Collected data:
PR #1447, opened 2017-08-09
add support for the "contact" field in snapcraft

mvo5:
This allows a snapcraft.yaml to have a new "contact" field. This is part of a wider meta-data improvement, outlined in https://forum.snapcraft.io/t/development-sprint-june-26th-2017/415/48. The idea is that the metadata is part of snapcraft.yaml and that snapcraft pushes the metadata via some new store API to the store. The idea is that the metadata can be changed on the store side (e.g. to add new translations without having to push a new snap revision) but to still make it transparent for people who do not use the web-ui. A conflict mechanism is also planned. 

This PR is one (important) first step because right now the other metadata (summary, description) can already be part of snapcraft.yaml but `contact` is currently not supported.

LP: #1624829 (partly)

### DIFF
--- a/demos/godd/snap/snapcraft.yaml
+++ b/demos/godd/snap/snapcraft.yaml
@@ -5,6 +5,7 @@ description:
  Written in go with support for device auto-detection via libgudev,
  you would need to use hw-assign to access devices.
 confinement: strict
+contact: mailto:michaelvogt+godd@imap.cc
 
 apps:
   godd:
--- a/schema/snapcraft.yaml
+++ b/schema/snapcraft.yaml
@@ -116,6 +116,9 @@ properties:
         - type: string
           minLength: 1
         - type: number
+  contact:
+    type: string
+    description: contact information for the given snap
   apps:
     type: object
     additionalProperties: false


demos/godd/snap/snapcraft.yaml
```diff
@@ -5,6 +5,7 @@ description:
  Written in go with support for device auto-detection via libgudev,
  you would need to use hw-assign to access devices.
 confinement: strict
+contact: mailto:michaelvogt+godd@imap.cc
```
kalikiana: Does use of the mailto scheme suggest that there could be others? Like tel or http? If that's the case maybe this should be a list?

mvo5: Yeah, I think we want to support http: etc as well.

sergiusens:
Hi, thanks for adding this but I need to ask: What advantage do we have in introducing this now given the current state of affairs where changes in the metadata are not reflected store side?

kyrofa:
> What advantage do we have in introducing this now given the current state of affairs where changes in the metadata are not reflected store side?

Probably none, but the idea as I understand it is to eventually have snapcraft provide this information to the store out-of-band, via an API. It needs to have this information in the YAML before that can happen. Do you want to hold off?

kyrofa:
Where does this PR stand?

mvo5:
@kyrofa If there is a chance that this gets merged I am happy to update it. It depends a bit on how things are going with the new store API but my gut-feeling is that this is still useful.

sergiusens:
`contact` is currently being discussed on the forum, once that is sorted we can reopen or redo this PR.

Thanks and sorry for the wait.

PR #1471, opened 2017-08-09
catkin plugin: support passing args to cmake

kyrofa:
This PR resolves LP: [#1709640](https://bugs.launchpad.net/snapcraft/+bug/1709640) by adding a new plugin option called `cmake-args` that accepts a list of cmake parameters. If provided, they are appended at the end of the `catkin_make_isolated` invocation.

### DIFF
--- a/demos/ros/snap/snapcraft.yaml
+++ b/demos/ros/snap/snapcraft.yaml
@@ -17,4 +17,3 @@ parts:
       - talker
       - listener
     include-roscore: true
-    build-attributes: [debug]
--- a/snapcraft/plugins/catkin.py
+++ b/snapcraft/plugins/catkin.py
@@ -38,6 +38,9 @@ Additionally, this plugin uses the following plugin-specific keywords:
       (list of strings)
       List of rosinstall files to merge while pulling. Paths are relative to
       the source.
+    - catkin-cmake-args:
+      (list of strings)
+      Configure flags to pass onto the cmake invocation from catkin.
     - underlay:
       (object)
       Used to inform Snapcraft that this snap isn't standalone, and is actually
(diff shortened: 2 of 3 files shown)


kyrofa:
> We have configflags for the other plugins and the first words in the description allude to that, but we said we'd prepend the plugin name to the keyword for the entry; which isn't cmake, and even in cmake we have config flags, so maybe that is the better term here.

Yeah it's tricky. These options aren't for catkin, they're for cmake. Catkin users will be familiar with this functionality being available via the `--cmake-args` parameter on catkin, hence the naming choice on my part. Calling it `configflags` like cmake makes me think the flags are being consumed by catkin, which isn't the case. There may not be a perfect rule we can follow on this one.

kyrofa:
> Can you limit this PR to just the addition of being able to pass cmake parameters and put the other stuff in a different PR please?

Yes, but the test changes here (other than a one-liner) are because adding the new schema check made the schema function too complex, so the changes are still due to this PR. Would you still like me to split them out knowing that the schema check WILL get more complex?

sergiusens:
On mié, 9 ago, 2017 at 5:45 PM, Kyle Fazzari 
>> We have configflags for the other plugins and the first words in the 
>> description allude to that, but we said we'd prepend the plugin name 
>> to the keyword for the entry; which isn't cmake, and even in cmake 
>> we have config flags, so maybe that is the better term here.
>> 
> Yeah it's tricky. These options aren't for catkin, they're for cmake. 
> Catkin users will be familiar with this functionality being available 
> via the --cmake-args parameter on catkin, hence the naming choice on 
> my part. Calling it configflags like cmake makes me think the flags 
> are being consumed by catkin, which isn't the case. There may not be 
> a perfect rule we can follow on this one.
> 
How about `catkin-cmake-args` then ?

kyrofa:
> How about `catkin-cmake-args` then ?

Done!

## DIRECTIONS FOR THIS TASK:
In the entries above, find every line with the word "currently" and list it.

## ANSWER FOR THIS EXERCISE:
This PR is one (important) first step because right now the other metadata (summary, description) can already be part of snapcraft.yaml but `contact` is currently not supported.
`contact` is currently being discussed on the forum, once that is sorted we can reopen or redo this PR.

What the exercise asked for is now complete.